Thanks to everyone on this site.

Ken "Chief" Harper
Chief's Leather Works


----------



## Chief31794 (Nov 24, 2015)

*Photo of the Oak Leaves and Intials*

Here is a sample of oak leaves with an area for 2-3 initials or an embossed deer, horse, eagle, etc.  The one on the right.

Thanks,

Chief


----------



## RedRyder (Nov 24, 2015)

Thanks for the chance. 

I would love my first name (Scott) and if I win surprise me with the design.


----------



## oops1 (Nov 24, 2015)

I'd love a chance to win one of those slings for my son.. Initials are CGS. Thanks for the opportunity.


----------



## jtexaslonestar (Nov 24, 2015)

This is awesome! Walnut brown,classic 8 point buck, basket weave with the initials JCS. Thanks again!


----------



## tsharp (Nov 24, 2015)

I would like a chance to win one of your sling, anyone be  fine just Tim  in it.


----------



## seeker (Nov 24, 2015)

I would love to put one on my custom made gun.  CDB


----------



## Wanderlust (Nov 24, 2015)

Very nice. My daughter name is Erynn and I think she would love a brown sling with a deer on it. Thanks for the opportunity.


----------



## fireman401 (Nov 24, 2015)

Thanks for the opportunity!  My initials are DHW.  The deer head would be great!  Happy Thanksgiving!


----------



## OptimumShine (Nov 24, 2015)

Wow, these are beautiful!

I like the brown in the 3rd picture, not sure what it is called.  Deer head with basketweave and initials.  RTS


----------



## Jeff C. (Nov 24, 2015)

Very nice slings and leather work, Chief! Very generous off also. I'd appreciate the opportunity. It would be going on a shotgun with a  synthetic stock in Advantage Camo, so I'm thinking maybe the light tan with Oak leaves and initials JAC.

Thanks again for the offer!


----------



## Gaswamp (Nov 24, 2015)

I will put in for a chance


----------



## rjcruiser (Nov 25, 2015)

Beautiful. ..please put me in. Love the deer head.


----------



## jimbo1187 (Nov 25, 2015)

Awesome work. I was just noticing yesterday that I needed a new sling. Put me in also. Thanks!


----------



## gutterman (Nov 25, 2015)

Wow! Very generous of you to do this. Please put me in the drawing. I like the buck and initials are MTH.
THANKS


----------



## BigCats (Nov 25, 2015)

Great work , thanks for a chance put me in.

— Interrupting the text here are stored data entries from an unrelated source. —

PR #4028, opened 2025-08-07
[TUTORIAL DEPENDENCY REMOVAL] Use char-based pipeline instead of phoneme one for tacotron tutorial

samanklesaria:
This PR allows the the tacotron tutorial to lose its deep-phonemizer dependency.

### DIFF
--- a/examples/tutorials/tacotron2_pipeline_tutorial.py
+++ b/examples/tutorials/tacotron2_pipeline_tutorial.py
@@ -19,7 +19,7 @@ Text-to-Speech with Tacotron2
 # 1. Text preprocessing
 #
 #    First, the input text is encoded into a list of symbols. In this
-#    tutorial, we will use English characters and phonemes as the symbols.
+#    tutorial, we will use English characters as the symbols.
 #
 # 2. Spectrogram generation
 #
@@ -47,16 +47,6 @@ Text-to-Speech with Tacotron2
 # Preparation
 # -----------
 #
-# First, we install the necessary dependencies. In addition to
-# ``torchaudio``, ``DeepPhonemizer`` is required to perform phoneme-based
-# encoding.
-#
-
-# %%
-#  .. code-block:: bash
-#
-#      %%bash
-#      pip3 install deep_phonemizer
 
 import torch
 import torchaudio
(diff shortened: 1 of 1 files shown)


examples/tutorials/tacotron2_pipeline_tutorial.py
```diff
@@ -256,7 +203,7 @@ def plot():
 # WaveRNN model from the same bundle.
 #
 
-bundle = torchaudio.pipelines.TACOTRON2_WAVERNN_PHONE_LJSPEECH
+bundle = torchaudio.pipelines.TACOTRON2_WAVERNN_CHAR_LJSPEECH
```
NicolasHug, line 206: Something is off in this tutorial as a result of the change. The section above about spectrogram generation is still using `TACOTRON2_WAVERNN_PHONE_LJSPEECH`. And just above, the tutorial says

> Continuing from the previous section, we can instantiate the matching WaveRNN model from the same bundle


but the bundle has changed from `TACOTRON2_WAVERNN_PHONE_LJSPEECH` to `TACOTRON2_WAVERNN_CHAR_LJSPEECH`.

Can you please advise on how to resolve the mismatch?

samanklesaria: We should never be using `TACOTRON2_WAVERNN_PHONE_LJSPEECH`, as this will require the Deep-Phonemizer library. I must have missed some references to it if you're still seeing some.

samanklesaria: Good point- I indeed missed the previous reference. I'll change that

samanklesaria: I should have clarified at the start of the PR: the way I propose to deal with the Deep-Phonemizer dependency here is to swap out the `TACOTRON2_WAVERNN_CHAR_LJSPEECH` pipeline (which us a character-level model) for the TACOTRON2_WAVERNN_PHONE_LJSPEECH pipeline (which is a phoneme level model and requires the dependency). Most of the tutorial can continue unchanged (except for the section comparing character-level to phoneme level model results).

PR #4029, opened 2025-08-07
[TUTORIAL DEPENDENCY REMOVAL] Remove last trace of librosa in tutorials

samanklesaria:
This PR ports the use of librosa for amplitude-to-db calculations to the internal torchaudio functionality, eliminating the last dependency that the tutorials have on librosa.

### DIFF
--- a/examples/tutorials/audio_feature_extractions_tutorial.py
+++ b/examples/tutorials/audio_feature_extractions_tutorial.py
@@ -75,7 +75,8 @@ def plot_spectrogram(specgram, title=None, ylabel="freq_bin", ax=None):
     if title is not None:
         ax.set_title(title)
     ax.set_ylabel(ylabel)
-    ax.imshow(librosa.power_to_db(specgram), origin="lower", aspect="auto", interpolation="nearest")
+    power_to_db = T.AmplitudeToDB("power", 80.0)
+    ax.imshow(power_to_db(specgram), origin="lower", aspect="auto", interpolation="nearest")
 
 
 def plot_fbank(fbank, title=None):


examples/tutorials/audio_feature_extractions_tutorial.py
```diff
@@ -75,7 +75,8 @@ def plot_spectrogram(specgram, title=None, ylabel="freq_bin", ax=None):
     if title is not None:
         ax.set_title(title)
     ax.set_ylabel(ylabel)
-    ax.imshow(librosa.power_to_db(specgram), origin="lower", aspect="auto", interpolation="nearest")
+    power_to_db = T.AmplitudeToDB("power", 80.0)
+    ax.imshow(power_to_db(specgram), origin="lower", aspect="auto", interpolation="nearest")
```
NicolasHug, line 79: Before merging, can you please double-check that this is correct? Specifically about 

```
T.AmplitudeToDB("power", 80.0)
```

my understanding is that setting `stype="power"` means that `T.AmplitudeToDB` expects a power, not an amplitude (although it's not very clear to me). If that's the case, then does that mean we should be passing `specgram**2` instead of `specgram`?


I checked the plotted output and it seems visually very close to the current docs, so that's a good sign, but just want to make sure

samanklesaria: As the old code read `librosa.power_to_db`, we want to find a `torchaudio` native way to convert a *power* to a db. The `T.z("power", 80.0)` transform is supposed to do that. This correspondence is already tested in the `test_amplitude_to_db` test in `transforms/autograd_test_impl.py`. So we should be good to go!

PR #4031, opened 2025-08-11
Remove comparison dependencies and skipIfs

samanklesaria:
As previous PRs have precomputed the results to various calls to external libraries, we no longer need to depend on those libraries when running the test suite. This PR removes instructions to install `sox`, `librosa` and `kaldi` in the linux test suite runner and removes the `skipIf` declarations on the associated external library comparison tests.


samanklesaria:
We're now failing because we lack `sklearn`. But `sklearn` wasn't even in our dependencies before! All I can think of is that something else (like librosa) depended on it, and we were able to import it because pip installing librosa gave us access to sklearn too.

NicolasHug:
On the sklearn issue, I hope this is the only once, but if that's the case then let's just ignore the corresponding test. We can probably just skip it and comment-out the offending import line in `test/torchaudio_unittest/example/hubert/__init__.py` ?

samanklesaria:
We can't just remove the change to the python path, as that will break `test/example/hubert/test_crop_audio_label.py`. But the test itself doesn't use the kmeans functionality. The `learn_kmeans` function that uses sklearn is never tested. So as long as we hide the import inside the call to `learn_kmeans`, we're okay.

samanklesaria:
It seems like we need to remove the backends. If they're in the repository, they'll get added to the deprecations tests. But because the dependencies are there, we'll get errors. But that's a much larger change than we probably want to include in this PR. If we want to make the CI green for this PR without removing the sox backend from the codebase, the easiest fix I see is a hack to make the deprecation tests ignore anything from a sox module.

samanklesaria:
It also seems like the kaldi sliding window test expected results we're properly added when we merged. This is probably because in the upstream commit (the librosa tests) I changed the naming convention to remove cpu/cuda naming differences. And the kaldi files were't regenerated after the change.

src/torchaudio/_internal/module_utils.py
```diff
@@ -97,7 +97,8 @@ def decorator(func):
     {func.__doc__}
     """
 
-        UNSUPPORTED.append(wrapped)
+        if 'sox' not in func.__module__:
+            UNSUPPORTED.append(wrapped)
```
NicolasHug, line 103: Can you please add a comment saying this is a very temporary hack that we'll have to remove as soon as we remove the sox-related functionalities

samanklesaria: Done.

samanklesaria:
Verbally approved by Nicholas on slack. Merging.

PR #4035, opened 2025-08-11
Remove libtorio

samanklesaria:
This removes the deprecated libtorio components of torchaudio


samanklesaria:
This is a bigger chunk than I realized. The right thing to do is probably to remove the `AudioEffector` first, followed by other smaller pieces.

samanklesaria:
Whoops! I forgot that the base of this branch wasn't main. I'll do the ffmpeg one first.

PR #4036, opened 2025-08-11
Remove io directory

samanklesaria:
This PR removes the `io` directory. It depends on the `remove_backends` branch, contained in a separate PR.


samanklesaria:
It seems like I won't be able to do this until I remove the `backend` directory and port loading and saving to torchcodec as discussed.

src/torchaudio/__init__.py
```diff
@@ -12,11 +12,9 @@
     compliance,
     datasets,
     functional,
-    io,
     kaldi_io,
     models,
     pipelines,
-    sox_effects,
```
NicolasHug: Let's remove this in a separate PR dedicated to `sox_effects`. From what I can tell, `sox_effects.py` still exists.

samanklesaria: Good catch. I'll move it to the sox_effects PR.

PR #4037, opened 2025-08-12
Remove unnecessary installations for linux CPU test

samanklesaria:
Tests should no longer have external dependencies beyond scipy, numpy, pytorch, and testing utilities like parameterized. This PR removes the installation of dependencies beyond these when running CI.


samanklesaria:
We have to merge https://github.com/pytorch/audio/pull/4031 first.

samanklesaria:
It seems that CTC Decoder requires flashlight-text package, which it depends on pretty heavily. We could disable the tests for it. 

test_librispeech_lightning and test_mustc_lightning and test_tedlium3_lightning require lightning. It seems these just test lightning integration (which we're deprecating anyway), so we should be able to delete these tests. 

tacotron2/test_text_preprocessing.py requires unidecode. But we're only testing on ascii text. Would could give `text_to_sequence` a flag for whether or not to use `unidecode`? Or we could just add a warning to it saying that only ascii input is allowed? 

I'm still not sure how much we're testing the use of `inflect`, which is also used in `tacotron2/test_text_preprocessing.py`. Perhaps we can restrict our testing to examples that don't require it, and not load the module until it is needed.

NicolasHug:
OK, thanks. Let's just skip all of those by setting the appropriate env variable e.g. `TORCHAUDIO_TEST_ALLOW_SKIP_IF_NO_CTC_DECODER=1`.

.github/scripts/unittest-linux/install.sh
```diff
@@ -98,14 +98,9 @@ if [[ "$(python --version)" = *3.9* || "$(python --version)" = *3.10* ]]; then
 fi
 (
     set -x
-    conda install -y -c conda-forge ${NUMBA_DEV_CHANNEL} libvorbis parameterized 'requests>=2.20'
-    pip install SoundFile coverage pytest pytest-cov scipy expecttest unidecode inflect Pillow sentencepiece pytorch-lightning 'protobuf<4.21.0' demucs tinytag pyroomacoustics flashlight-text git+https://github.com/kpu/kenlm
+    conda install -y -c conda-forge ${NUMBA_DEV_CHANNEL} parameterized 'requests>=2.20'
+    pip install coverage pytest pytest-cov scipy expecttest Pillow
```
NicolasHug: Approving to unblock, feel free to merge when green after skipping the currently failing tests.

We shouldn't need Pillow, and we should remove the `pip install` line below as well with the TODO

samanklesaria: Done.

PR #4038, opened 2025-08-12
Remove gpu test installs

samanklesaria:
Removes gpu test installs.

### DIFF
--- a/.github/workflows/unittest-linux-gpu.yml
+++ b/.github/workflows/unittest-linux-gpu.yml
@@ -75,9 +75,7 @@ jobs:
         echo "::endgroup::"
         echo "::group::Install other Dependencies"
         
-        pip3 install parameterized requests
-        pip3 install coverage pytest pytest-cov scipy expecttest Pillow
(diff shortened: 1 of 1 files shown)


.github/workflows/unittest-linux-gpu.yml
```diff
@@ -73,33 +73,9 @@ jobs:
...
-        #   'protobuf<4.21.0' \
-        #   demucs \
-        #   tinytag \
-        #   flashlight-text \
-        #   git+https://github.com/kpu/kenlm/ \
-        #   git+https://github.com/pytorch/fairseq.git@e47a4c8
         
         pip3 install parameterized requests
-        pip3 install SoundFile coverage pytest pytest-cov scipy expecttest unidecode inflect Pillow sentencepiece pytorch-lightning 'protobuf<4.21.0' demucs tinytag 
+        pip3 install coverage pytest pytest-cov scipy expecttest Pillow
```
NicolasHug: we shouldn't need pillow, can you double check? it's also installed below so we should try to remove it from both statements

EDIT: and probably just remove the line below altogether

PR #4039, opened 2025-08-12
Torchcodec loading

samanklesaria:
This PR wraps the `load_with_torchcodec` and `save_with_torchcodec` functions with functions of the name `load` and `save` so that code that depends on the old `load` and `save` functions can continue to work in the future once we remove backend-specific code.

PR #4043, opened 2025-08-14
Remove dependencies from doc job

NicolasHug:

### DIFF
--- a/.github/workflows/build_docs.yml
+++ b/.github/workflows/build_docs.yml
@@ -59,12 +59,6 @@ jobs:
 
         echo "::endgroup::"
         echo "::group::Install PyTorch"
-        # conda install \
-        #   --yes \
-        #   --quiet \
-        #   -c "pytorch-${CHANNEL}" \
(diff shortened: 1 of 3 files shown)


samanklesaria:
I guess we need to disable building `asr_inference_with_ctc_decoder_tutorial`.

samanklesaria:
I believe the remaining test errors have to do with the use of torchcodec. It might be worth waiting until https://github.com/pytorch/audio/pull/4039 is merged in to see if the problem goes away when torchcodec is no longer in the picture.

.github/scripts/unittest-linux/install.sh
```diff
@@ -40,6 +40,7 @@ case $GPU_ARCH_TYPE in
     ;;
 esac
 PYTORCH_WHEEL_INDEX="https://download.pytorch.org/whl/${UPLOAD_CHANNEL}/${GPU_ARCH_ID}"
+pip install "numpy>=1.26"
```
NicolasHug: LGTM but before merging can you double-check that changes to this file are necessary?

samanklesaria: Looks like they weren't necessary after all!

PR #4046, opened 2025-08-18
Remove sox

samanklesaria:
This PR removes the sox extensions built as part of libtorchaudio as well as the sox_effects subdirectory within the python source. It depends on the `remove_io` branch, which is in PR #4036 
Strangely, setting that branch as the target causes github not to run the CI currently, so I have set the target branch to main, duplicating the changes in 4036.


examples/libtorchaudio/augmentation/README.md
samanklesaria, line 1: This example (augmentation) heavily depends on sox and torchscript. I think the only way forward is to remove the example.

NicolasHug: seems to be about the C API anyway, which we're not going to support anymore

test/torchaudio_unittest/common_utils/case_utils.py
```diff
@@ -109,7 +109,7 @@ class TorchaudioTestCase(TestBaseMixin, PytorchTestCase):
 
 
 _IS_FFMPEG_AVAILABLE = torio._extension.lazy_import_ffmpeg_ext().is_available()
-_IS_SOX_AVAILABLE = torchaudio._extension.lazy_import_sox_ext().is_available()
+_IS_SOX_AVAILABLE = False
```
NicolasHug: We should/can proabbly remove all usages of this variable now?

samanklesaria: It doesn't seem to be used anywhere now. Sounds good!

PR #4048, opened 2025-08-19
Remove prototype files

samanklesaria:
This PR removes the prototype directory from `src` along with prototype references in `docs`. It currently depends on, and should be merged *after*, the CUTC wrapper removal PR, because sphinx now breaks on our deprecation-wrapped classes. Specifically, we get the docs build error:

```
           ^^^^^^^^^^^^^^^^^^^^^^^^^^^^
           ^^^^^^^^^^^^^^^^^^^^^^^^^^^
```

This suggests that if we just merged the CUTC PR first, this error would go away. Note that this error does not show up in the CI: the CI logs for sphinx only show the exit code and suppress all other output.


docs/source/_templates/autosummary/model_class.rst
```diff
@@ -147,25 +147,6 @@ Factory Functions
 
 {%- if prototype_factory[fullname] %}
 
-Prototype Factory Functions
-===========================
```
NicolasHug, line 151: please also remove mentions of prototype in `index.rst`

examples/asr/emformer_rnnt/pipeline_demo.py
```diff
@@ -1,107 +0,0 @@
-#!/usr/bin/env python3
```
NicolasHug: let's not touch the examples folder for now. It would require more work. For example this pipeline_demo.py file is mentioned in the README, so removing it would mean updating the readme. We'll do that as follow-ups

samanklesaria: This example used functionality from the prototype files, which is why I included it here. If you like, I can do a separate PR for the examples first, before merging this one?

docs/source/_templates/autosummary/model_class.rst
samanklesaria: Done.

examples/asr/emformer_rnnt/pipeline_demo.py
samanklesaria: Or should I just update the readme for this single demo first?

samanklesaria:
As written elsewhere in the PR, I changed the target to be the `no_wrap_ctc_decoder` branch because sphinx recently became unable to handle the wrapped CUTC decoder. Unfortunately, this isn't quite sufficient for docs building to work yet. Now we're getting a large number of errors like `libtorio.stream_writer.rst:40: ERROR: Unknown directive type "doxygenfunction"`. Of course, we're eventually going to delete these anyway. But my PR for removing libtorio is currently set up to depend on this one! What a mess! So here's an intermediate solution: I'll make a separate PR based on the `no_wrap_cyc_decoder` branch just to delete the *documentation* for libtorio rather than *all* of libtorio. This shouldn't break anything. This PR will depend on *that* one. And then the final libtorio removal PR will depend on this one.

examples/asr/emformer_rnnt/pipeline_demo.py
NicolasHug: I was hoping we could just merge this PR while leaving the example folder as-is. It'd be in a broken state but that only temporary.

I'd like a buck with JCH on it


----------



## PappyHoel (Nov 25, 2015)

That's pretty work, thanks for the opportunity.  BMF I like the black buck one.


----------



## Will-dawg (Nov 25, 2015)

Beautiful craftsmanship !  I would be proud to own one!!!  I like the rabbit with my sons initials JCM. 

Thanks


----------



## gacowboy (Nov 25, 2015)

Please add me in too. If I won I will give it to my Son-in-law who is an active duty Army Sgt. He would like the Eagle. Thanks for the opportunity !


----------



## RNC (Nov 25, 2015)

This is Awesome 

Thanks for a chance at one of your beautiful slings .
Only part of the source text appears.